WHAT IS REQUIRED
All lines in the data bearing the string "behavior" should be identified and copied.

------------------------------------------------

Issue #397, opened 2025-12-05
Bug: library .d.ts files should not import its .ts files - this can cause compilation errors in user projects


azerum:
# Overivew

When library .d.ts files import .ts files, those .ts files are included in the compilation step of the user projects. For example, since `index.d.ts` [imports toolProperties.ts here](https://github.com/Azure/azure-functions-nodejs-library/blob/70bcdf41e8f7319c0ec16a84472d6fd38582fcfc/types/index.d.ts#L34), `toolProperties.ts` will be compiled as part of the user project

This is problematic since file may not compile under `tsconfig.json` settings of the user

For example, this library is targets CJS, but uses ESM syntax (export). If users use `verbatimModuleSyntax: true` - which requires that CJS files use CJS syntax - **their compilation will fail, with no easy fix**

Similarly, if users use any `strict*` option this project doesn't, `toolProperties.ts` may not compile

Effectively, `toolProperties.ts` of this library limits what `tsconfig.json` settings users can use

# Expected behavior

Library's `.d.ts` files may import only other `.d.ts` files, but not `.ts` files

# Actual behavior

`index.d.ts` [imports toolProperties.ts here](https://github.com/Azure/azure-functions-nodejs-library/blob/70bcdf41e8f7319c0ec16a84472d6fd38582fcfc/types/index.d.ts#L34)

Example user project that fails to compile due to this: https://github.com/azerum/azure-functions-type-check-bug

# Suggested fix

Generate `.d.ts` file for `toolProperties.ts` and export that. I am not familiar with why `.d.ts` files of this library are written manually and not generated from `.ts` files, I assume there must be a good reason..

swapnil-nagar:
This is fixed as part for following PR
https://github.com/Azure/azure-functions-nodejs-library/pull/399

PR #399, opened 2026-01-02
Fixing the verbatimModuleSyntax issue

swapnil-nagar:
Overivew
When library .d.ts files import .ts files, those .ts files are included in the compilation step of the user projects. For example, since index.d.ts [imports toolProperties.ts here](https://github.com/Azure/azure-functions-nodejs-library/blob/70bcdf41e8f7319c0ec16a84472d6fd38582fcfc/types/index.d.ts#L34), toolProperties.ts will be compiles as part of the user project

This is problematic since file may not compile under tsconfig.json settings of the user

For example, this library is targets CJS, but uses ESM syntax (export). If users use verbatimModuleSyntax: true - which requires that CJS files use CJS syntax - their compilation will fail, with no easy fix

Similarly, if users if users use any strict* option this project doesn't, toolProperties.ts may not compile

Effectively, toolProperties.ts of this library limits what tsconfig.json settings users can use

Expected behavior
Library's .d.ts files may import only other .d.ts files, but not .ts files

Actual behavior
index.d.ts [imports toolProperties.ts here](https://github.com/Azure/azure-functions-nodejs-library/blob/70bcdf41e8f7319c0ec16a84472d6fd38582fcfc/types/index.d.ts#L34)

Example user project that fails to compile due to this: https://github.com/azerum/azure-functions-type-check-bug

Suggested fix
Generate .d.ts file for toolProperties.ts and export that. I am not familiar with why .d.ts files of this library are written manually and not generated from .ts files, I assume there must be a good reason..

### DIFF
--- a/types/toolProperties.d.ts
+++ b/types/toolProperties.d.ts
@@ -1,0 +1,76 @@
+// Copyright (c) .NET Foundation. All rights reserved.
+// Licensed under the MIT License.
+
+import type { Args, McpToolProperty } from './mcpTool';
+import type { IToolPropertyBuilder } from './toolPropertyBuilder';
+
+/**
+ * Fluent API builder for creating MCP Tool properties
+ * Implements IToolPropertyBuilder interface to ensure consistency
+ */
+export declare class ToolPropertyBuilder implements IToolPropertyBuilder {
+    get propertyType(): string;
+    get description(): string;
+    get isRequired(): boolean;
+    get isArray(): boolean;
+
+    string(): IToolPropertyBuilder;
+    double(): IToolPropertyBuilder;
+    long(): IToolPropertyBuilder;
+    number(): IToolPropertyBuilder;
+    boolean(): IToolPropertyBuilder;
+    object(): IToolPropertyBuilder;
+    integer(): IToolPropertyBuilder;
+    datetime(): IToolPropertyBuilder;
+    describe(description: string): IToolPropertyBuilder;
+    optional(): McpToolProperty;
+    asArray(): IToolPropertyBuilder;
+}
+
+/**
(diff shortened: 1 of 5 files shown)


hallvictoria (dismissed):

types/toolProperties.d.ts
```diff
@@ -0,0 +1,76 @@
...
+    string(): IToolPropertyBuilder;
+    double(): IToolPropertyBuilder;
+    long(): IToolPropertyBuilder;
+    number(): IToolPropertyBuilder;
+    boolean(): IToolPropertyBuilder;
+    object(): IToolPropertyBuilder;
+    integer(): IToolPropertyBuilder;
+    datetime(): IToolPropertyBuilder;
+    describe(description: string): IToolPropertyBuilder;
+    optional(): McpToolProperty;
```
TsuyoshiUshio: optional() type is `Arg` for `IToolPropertyBuilder` interface. It works, however, might better to use the same type.

TsuyoshiUshio:
Hi @swapnil-nagar  The change totally makes sense. Leave small nit. but I'd happy to approve. 
One question is, do you have issue that related this PR? If so, let's link it.

VanTanev:
> Hi @swapnil-nagar The change totally makes sense. Leave small nit. but I'd happy to approve. One question is, do you have issue that related this PR? If so, let's link it.

Not op, but an issue exists: #397

types/toolProperties.d.ts
swapnil-nagar: Good point, addressed your comment.

TsuyoshiUshio (approved):
LGTM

------------------------------------------------

YOUR SOLUTION
# Expected behavior
# Actual behavior
Expected behavior
Actual behavior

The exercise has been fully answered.